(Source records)
══════════════════════════════

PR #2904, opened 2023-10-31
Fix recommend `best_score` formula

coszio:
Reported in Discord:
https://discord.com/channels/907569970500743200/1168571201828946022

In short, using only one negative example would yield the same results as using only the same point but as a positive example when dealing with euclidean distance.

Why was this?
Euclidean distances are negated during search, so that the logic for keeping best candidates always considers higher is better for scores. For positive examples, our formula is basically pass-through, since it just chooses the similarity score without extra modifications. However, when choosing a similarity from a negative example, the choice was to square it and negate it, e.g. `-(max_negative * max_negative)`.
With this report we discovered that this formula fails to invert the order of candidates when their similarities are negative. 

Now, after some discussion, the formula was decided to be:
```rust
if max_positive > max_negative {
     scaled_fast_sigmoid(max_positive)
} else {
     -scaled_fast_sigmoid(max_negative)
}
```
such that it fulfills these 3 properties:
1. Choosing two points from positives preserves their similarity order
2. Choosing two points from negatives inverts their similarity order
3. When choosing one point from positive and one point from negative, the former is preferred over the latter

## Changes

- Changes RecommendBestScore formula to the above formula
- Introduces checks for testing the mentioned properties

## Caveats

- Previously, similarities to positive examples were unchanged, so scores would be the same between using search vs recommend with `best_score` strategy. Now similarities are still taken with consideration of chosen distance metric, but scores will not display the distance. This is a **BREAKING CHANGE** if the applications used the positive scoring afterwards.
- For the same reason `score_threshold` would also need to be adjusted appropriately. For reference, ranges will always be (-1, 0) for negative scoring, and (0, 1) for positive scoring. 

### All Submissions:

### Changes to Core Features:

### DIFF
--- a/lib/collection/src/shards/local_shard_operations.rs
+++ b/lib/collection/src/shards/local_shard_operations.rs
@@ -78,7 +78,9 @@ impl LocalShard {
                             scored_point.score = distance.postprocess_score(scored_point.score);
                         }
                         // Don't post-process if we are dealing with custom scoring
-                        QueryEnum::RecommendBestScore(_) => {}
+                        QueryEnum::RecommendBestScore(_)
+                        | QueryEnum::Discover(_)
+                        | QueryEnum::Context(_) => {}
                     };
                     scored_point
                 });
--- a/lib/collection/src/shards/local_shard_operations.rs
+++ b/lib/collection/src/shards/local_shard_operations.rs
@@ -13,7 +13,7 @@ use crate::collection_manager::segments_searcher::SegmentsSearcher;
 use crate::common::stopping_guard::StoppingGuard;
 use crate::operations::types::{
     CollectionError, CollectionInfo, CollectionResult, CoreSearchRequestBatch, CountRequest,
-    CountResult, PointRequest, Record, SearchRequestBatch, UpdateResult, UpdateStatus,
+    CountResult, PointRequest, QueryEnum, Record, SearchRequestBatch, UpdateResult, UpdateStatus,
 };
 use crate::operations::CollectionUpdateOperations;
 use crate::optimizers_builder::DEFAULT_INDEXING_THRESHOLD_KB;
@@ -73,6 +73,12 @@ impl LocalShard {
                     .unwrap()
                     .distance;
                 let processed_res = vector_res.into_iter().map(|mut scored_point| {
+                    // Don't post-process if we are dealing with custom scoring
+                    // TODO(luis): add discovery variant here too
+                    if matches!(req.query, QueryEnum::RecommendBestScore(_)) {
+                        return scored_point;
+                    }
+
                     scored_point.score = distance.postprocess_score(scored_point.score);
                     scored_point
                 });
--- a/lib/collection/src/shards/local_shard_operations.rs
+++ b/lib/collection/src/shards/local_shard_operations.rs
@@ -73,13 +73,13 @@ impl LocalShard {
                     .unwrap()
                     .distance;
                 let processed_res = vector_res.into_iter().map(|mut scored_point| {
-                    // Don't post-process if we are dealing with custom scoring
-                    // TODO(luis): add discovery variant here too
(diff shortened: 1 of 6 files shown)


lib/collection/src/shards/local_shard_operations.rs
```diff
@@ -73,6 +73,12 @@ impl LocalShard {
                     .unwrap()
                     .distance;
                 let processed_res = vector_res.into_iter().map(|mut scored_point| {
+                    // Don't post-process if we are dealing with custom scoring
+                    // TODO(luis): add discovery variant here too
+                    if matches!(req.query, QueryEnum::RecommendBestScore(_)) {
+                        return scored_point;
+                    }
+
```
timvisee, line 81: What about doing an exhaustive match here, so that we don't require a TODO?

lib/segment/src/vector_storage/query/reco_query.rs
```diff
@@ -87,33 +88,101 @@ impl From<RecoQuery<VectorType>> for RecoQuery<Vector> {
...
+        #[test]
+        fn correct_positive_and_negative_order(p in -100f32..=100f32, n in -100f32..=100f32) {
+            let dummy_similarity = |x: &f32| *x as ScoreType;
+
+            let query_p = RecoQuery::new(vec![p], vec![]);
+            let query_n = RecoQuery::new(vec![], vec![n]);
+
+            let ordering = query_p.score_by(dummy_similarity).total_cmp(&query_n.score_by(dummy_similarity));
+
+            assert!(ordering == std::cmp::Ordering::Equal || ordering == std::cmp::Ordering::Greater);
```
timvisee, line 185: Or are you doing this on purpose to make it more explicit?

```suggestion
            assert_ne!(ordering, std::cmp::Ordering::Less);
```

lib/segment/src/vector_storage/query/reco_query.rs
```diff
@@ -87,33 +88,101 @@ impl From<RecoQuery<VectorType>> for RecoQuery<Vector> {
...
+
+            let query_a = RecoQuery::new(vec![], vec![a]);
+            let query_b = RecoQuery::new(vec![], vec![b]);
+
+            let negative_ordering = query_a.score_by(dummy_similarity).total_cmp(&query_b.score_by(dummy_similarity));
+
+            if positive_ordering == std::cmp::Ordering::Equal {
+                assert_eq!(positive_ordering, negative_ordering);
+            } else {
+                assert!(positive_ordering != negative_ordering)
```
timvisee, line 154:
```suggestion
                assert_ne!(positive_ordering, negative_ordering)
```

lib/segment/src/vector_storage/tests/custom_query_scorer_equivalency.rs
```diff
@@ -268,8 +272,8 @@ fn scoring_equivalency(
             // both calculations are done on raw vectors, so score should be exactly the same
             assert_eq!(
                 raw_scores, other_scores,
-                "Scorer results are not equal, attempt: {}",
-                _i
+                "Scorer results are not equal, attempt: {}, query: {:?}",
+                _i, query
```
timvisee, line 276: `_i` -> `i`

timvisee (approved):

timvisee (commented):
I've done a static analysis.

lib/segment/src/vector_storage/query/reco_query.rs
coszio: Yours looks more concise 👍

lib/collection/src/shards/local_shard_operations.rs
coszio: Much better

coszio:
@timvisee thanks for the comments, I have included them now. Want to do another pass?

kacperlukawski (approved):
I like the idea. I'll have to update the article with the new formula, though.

══════════════════════════════

→ Problem details:
Line by line, output the data precisely as shown above.

→ Finished task:
PR #2904, opened 2023-10-31
Fix recommend `best_score` formula

coszio:
Reported in Discord:
https://discord.com/channels/907569970500743200/1168571201828946022

In short, using only one negative example would yield the same results as using only the same point but as a positive example when dealing with euclidean distance.

Why was this?
Euclidean distances are negated during search, so that the logic for keeping best candidates always considers higher is better for scores. For positive examples, our formula is basically pass-through, since it just chooses the similarity score without extra modifications. However, when choosing a similarity from a negative example, the choice was to square it and negate it, e.g. `-(max_negative * max_negative)`.
With this report we discovered that this formula fails to invert the order of candidates when their similarities are negative. 

Now, after some discussion, the formula was decided to be:
```rust
if max_positive > max_negative {
     scaled_fast_sigmoid(max_positive)
} else {
     -scaled_fast_sigmoid(max_negative)
}
```
such that it fulfills these 3 properties:
1. Choosing two points from positives preserves their similarity order
2. Choosing two points from negatives inverts their similarity order
3. When choosing one point from positive and one point from negative, the former is preferred over the latter

## Changes

- Changes RecommendBestScore formula to the above formula
- Introduces checks for testing the mentioned properties

## Caveats

- Previously, similarities to positive examples were unchanged, so scores would be the same between using search vs recommend with `best_score` strategy. Now similarities are still taken with consideration of chosen distance metric, but scores will not display the distance. This is a **BREAKING CHANGE** if the applications used the positive scoring afterwards.
- For the same reason `score_threshold` would also need to be adjusted appropriately. For reference, ranges will always be (-1, 0) for negative scoring, and (0, 1) for positive scoring. 

### All Submissions:

### Changes to Core Features:

### DIFF
--- a/lib/collection/src/shards/local_shard_operations.rs
+++ b/lib/collection/src/shards/local_shard_operations.rs
@@ -78,7 +78,9 @@ impl LocalShard {
                             scored_point.score = distance.postprocess_score(scored_point.score);
                         }
                         // Don't post-process if we are dealing with custom scoring
-                        QueryEnum::RecommendBestScore(_) => {}
+                        QueryEnum::RecommendBestScore(_)
+                        | QueryEnum::Discover(_)
+                        | QueryEnum::Context(_) => {}
                     };
                     scored_point
                 });
--- a/lib/collection/src/shards/local_shard_operations.rs
+++ b/lib/collection/src/shards/local_shard_operations.rs
@@ -13,7 +13,7 @@ use crate::collection_manager::segments_searcher::SegmentsSearcher;
 use crate::common::stopping_guard::StoppingGuard;
 use crate::operations::types::{
     CollectionError, CollectionInfo, CollectionResult, CoreSearchRequestBatch, CountRequest,
-    CountResult, PointRequest, Record, SearchRequestBatch, UpdateResult, UpdateStatus,
+    CountResult, PointRequest, QueryEnum, Record, SearchRequestBatch, UpdateResult, UpdateStatus,
 };
 use crate::operations::CollectionUpdateOperations;
 use crate::optimizers_builder::DEFAULT_INDEXING_THRESHOLD_KB;
@@ -73,6 +73,12 @@ impl LocalShard {
                     .unwrap()
                     .distance;
                 let processed_res = vector_res.into_iter().map(|mut scored_point| {
+                    // Don't post-process if we are dealing with custom scoring
+                    // TODO(luis): add discovery variant here too
+                    if matches!(req.query, QueryEnum::RecommendBestScore(_)) {
+                        return scored_point;
+                    }
+
                     scored_point.score = distance.postprocess_score(scored_point.score);
                     scored_point
                 });
--- a/lib/collection/src/shards/local_shard_operations.rs
+++ b/lib/collection/src/shards/local_shard_operations.rs
@@ -73,13 +73,13 @@ impl LocalShard {
                     .unwrap()
                     .distance;
                 let processed_res = vector_res.into_iter().map(|mut scored_point| {
-                    // Don't post-process if we are dealing with custom scoring
-                    // TODO(luis): add discovery variant here too
(diff shortened: 1 of 6 files shown)


lib/collection/src/shards/local_shard_operations.rs
```diff
@@ -73,6 +73,12 @@ impl LocalShard {
                     .unwrap()
                     .distance;
                 let processed_res = vector_res.into_iter().map(|mut scored_point| {
+                    // Don't post-process if we are dealing with custom scoring
+                    // TODO(luis): add discovery variant here too
+                    if matches!(req.query, QueryEnum::RecommendBestScore(_)) {
+                        return scored_point;
+                    }
+
```
timvisee, line 81: What about doing an exhaustive match here, so that we don't require a TODO?

lib/segment/src/vector_storage/query/reco_query.rs
```diff
@@ -87,33 +88,101 @@ impl From<RecoQuery<VectorType>> for RecoQuery<Vector> {
...
+        #[test]
+        fn correct_positive_and_negative_order(p in -100f32..=100f32, n in -100f32..=100f32) {
+            let dummy_similarity = |x: &f32| *x as ScoreType;
+
+            let query_p = RecoQuery::new(vec![p], vec![]);
+            let query_n = RecoQuery::new(vec![], vec![n]);
+
+            let ordering = query_p.score_by(dummy_similarity).total_cmp(&query_n.score_by(dummy_similarity));
+
+            assert!(ordering == std::cmp::Ordering::Equal || ordering == std::cmp::Ordering::Greater);
```
timvisee, line 185: Or are you doing this on purpose to make it more explicit?

```suggestion
            assert_ne!(ordering, std::cmp::Ordering::Less);
```

lib/segment/src/vector_storage/query/reco_query.rs
```diff
@@ -87,33 +88,101 @@ impl From<RecoQuery<VectorType>> for RecoQuery<Vector> {
...
+
+            let query_a = RecoQuery::new(vec![], vec![a]);
+            let query_b = RecoQuery::new(vec![], vec![b]);
+
+            let negative_ordering = query_a.score_by(dummy_similarity).total_cmp(&query_b.score_by(dummy_similarity));
+
+            if positive_ordering == std::cmp::Ordering::Equal {
+                assert_eq!(positive_ordering, negative_ordering);
+            } else {
+                assert!(positive_ordering != negative_ordering)
```
timvisee, line 154:
```suggestion
                assert_ne!(positive_ordering, negative_ordering)
```

lib/segment/src/vector_storage/tests/custom_query_scorer_equivalency.rs
```diff
@@ -268,8 +272,8 @@ fn scoring_equivalency(
             // both calculations are done on raw vectors, so score should be exactly the same
             assert_eq!(
                 raw_scores, other_scores,
-                "Scorer results are not equal, attempt: {}",
-                _i
+                "Scorer results are not equal, attempt: {}, query: {:?}",
+                _i, query
```
timvisee, line 276: `_i` -> `i`

timvisee (approved):

timvisee (commented):
I've done a static analysis.

lib/segment/src/vector_storage/query/reco_query.rs
coszio: Yours looks more concise 👍

lib/collection/src/shards/local_shard_operations.rs
coszio: Much better

coszio:
@timvisee thanks for the comments, I have included them now. Want to do another pass?

kacperlukawski (approved):
I like the idea. I'll have to update the article with the new formula, though.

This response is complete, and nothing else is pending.